Logic or no logic, the experience showed me what I believed. You may say that the thinking was presumptuous, egotistical. Nevertheless, it was sincere. Let me rephrase it according to my present thought. There is a great purpose, a great spirit, that moves in the universe, and we as individuals in this world have each of us a certain
sphere of freewill. We may seek to play a role that is in accord with the will of God, or we may turn our lives to sabotage. We have it in our power to help or to hinder. There is a job for every man, and his contribution--though infinitesimal--is nonetheless, important.
I am astonished to discover how many people seem to believe that there is a basic contradiction between religion and science. This, it seems to me, is a false conclusion derived from two misconceptions: first, a misunderstanding of what science can achieve; and second, a narrowness of interpretation of the meaning of religion.
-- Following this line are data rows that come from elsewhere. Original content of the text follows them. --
PR #1606, opened 2023-07-20
Update DDN EXAscaler to 6.2

rohitramu:

PR #1623, opened 2023-07-27
Update DDN-EXAscaler module reference

rohitramu:
I updated the DDN-EXAscaler module reference to v6.2 in PR #1606, however there was a bug which caused validation to fail if `var.cls.node_count` was set to zero.  To get around this, I set the default value to 1.  See the following issue in the `DDNStorage/exascaler-cloud-terraform` repo for more information: https://github.com/DDNStorage/exascaler-cloud-terraform/issues/17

My own work in the practice of medicine has led me to join the many scientists all round the world who are
studying the human brain. It has been possible for us to trace much of the nervous action that carries information inward into the brain and to record the nerve impulses that pass outward to produce voluntary activity. But we are quite ignorant of how nerve action is transformed into thought and how thought is converted into nerve action.
Science provides no methods of studying this enigma, and it is my belief that however far scientific knowledge may advance in the future, it will never explain the nature of the spirit, nor will a machine ever wholly account for the man. We must believe some things that we cannot prove.
Those were the beliefs of Dr. Wilder Penfield, brain surgeon and director of the Montreal Neurological Institute.